START Input material
PR #150, opened 2016-03-14
Remove backfill errors 

Reettaphant:
This pull request fixes two things: 

- If a collection has a backfill of type collection where the collectionId refers to a parent collection that does not exist, don't return an error but just return an empty list for the backfill instead

- If a backfill has a backfill type that is not recognised, don't throw an error but return an empty backfill.

### DIFF
--- a/fapi-client/src/main/scala/com/gu/facia/api/utils/Backfill.scala
+++ b/fapi-client/src/main/scala/com/gu/facia/api/utils/Backfill.scala
@@ -22,7 +22,7 @@ object BackfillResolver {
     collectionConfig.backfill match {
       case Some(Backfill("capi", query: String)) => CapiBackfill(query, collectionConfig)
       case Some(Backfill("collection", query: String)) => CollectionBackfill(query)
-      case Some(Backfill(backFillType, _)) => throw new InvalidBackfillConfiguration(s"Invalid backfill type $backFillType")
+      case Some(Backfill(backFillType, _)) => EmptyBackfill
       case None => EmptyBackfill
     }
   }
--- a/fapi-client/src/main/scala/com/gu/facia/api/utils/Backfill.scala
+++ b/fapi-client/src/main/scala/com/gu/facia/api/utils/Backfill.scala
@@ -40,10 +40,16 @@ object BackfillResolver {
         } yield {
           backfillContent.map(CuratedContent.fromTrailAndContent(_, TrailMetaData.empty, None, collectionConfig))
         }
-      case CollectionBackfill(parentCollectionId) =>
-        for {
+      case CollectionBackfill(parentCollectionId) => {
+       val collectionBackfillResult =
+         for {
           collection <- FAPI.getCollection(parentCollectionId)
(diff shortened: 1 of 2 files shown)


piuccio:
Nice, that's how I should have implemented in the first place.

The parent collection might disappear at any point, this shouldn't prevent other fronts from pressing.

Returning empty list when backfill is not recognized means facia tool can create new types without breaking frontend

@janua

fapi-client/src/main/scala/com/gu/facia/api/utils/Backfill.scala
```diff
@@ -22,8 +22,7 @@ object BackfillResolver {
     collectionConfig.backfill match {
       case Some(Backfill("capi", query: String)) => CapiBackfill(query, collectionConfig)
       case Some(Backfill("collection", query: String)) => CollectionBackfill(query)
-      case Some(Backfill(backFillType, _)) => throw new InvalidBackfillConfiguration(s"Invalid backfill type $backFillType")
-      case None => EmptyBackfill
+      case _ => EmptyBackfill
```
janua: Could we avoid using `_` in place of just using `EmptyBackfill` twice?

fapi-client/src/main/scala/com/gu/facia/api/utils/Backfill.scala
```diff
@@ -40,10 +39,11 @@ object BackfillResolver {
         } yield {
           backfillContent.map(CuratedContent.fromTrailAndContent(_, TrailMetaData.empty, None, collectionConfig))
         }
-      case CollectionBackfill(parentCollectionId) =>
+      case CollectionBackfill(parentCollectionId) => {
         for {
           collection <- FAPI.getCollection(parentCollectionId)
           curatedCollection <- FAPI.liveCollectionContentWithSnaps(collection, adjustSearchQuery, adjustItemQuery)
         } yield curatedCollection
+      } recover { err => List() }
```
janua: This feels a bit hidden and easy to miss! I think you should put the future into it's own `val` and then do the recover in that. And in there add logging, otherwise we will never know how often this happens.

Reettaphant: @janua Ok, I'll do this. Can you give me an example of where logging is done in facia tool?

fapi-client/src/main/scala/com/gu/facia/api/utils/Backfill.scala
```diff
@@ -40,10 +40,18 @@ object BackfillResolver {
...
+         for {
           collection <- FAPI.getCollection(parentCollectionId)
           curatedCollection <- FAPI.liveCollectionContentWithSnaps(collection, adjustSearchQuery, adjustItemQuery)
         } yield curatedCollection
+        
+        collectionBackfillResult recover {
+          err => List()
+        }
+
+        collectionBackfillResult
```
janua: This ignores the `recover`! The `recover` needs to be the last statement.

janua:
:+1:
END Input material
What is expected: Read the entries above, then pull out the lines that include "object".

Task answer:
@@ -22,7 +22,7 @@ object BackfillResolver {
@@ -40,10 +40,16 @@ object BackfillResolver {
@@ -22,8 +22,7 @@ object BackfillResolver {
@@ -40,10 +39,11 @@ object BackfillResolver {
@@ -40,10 +40,18 @@ object BackfillResolver {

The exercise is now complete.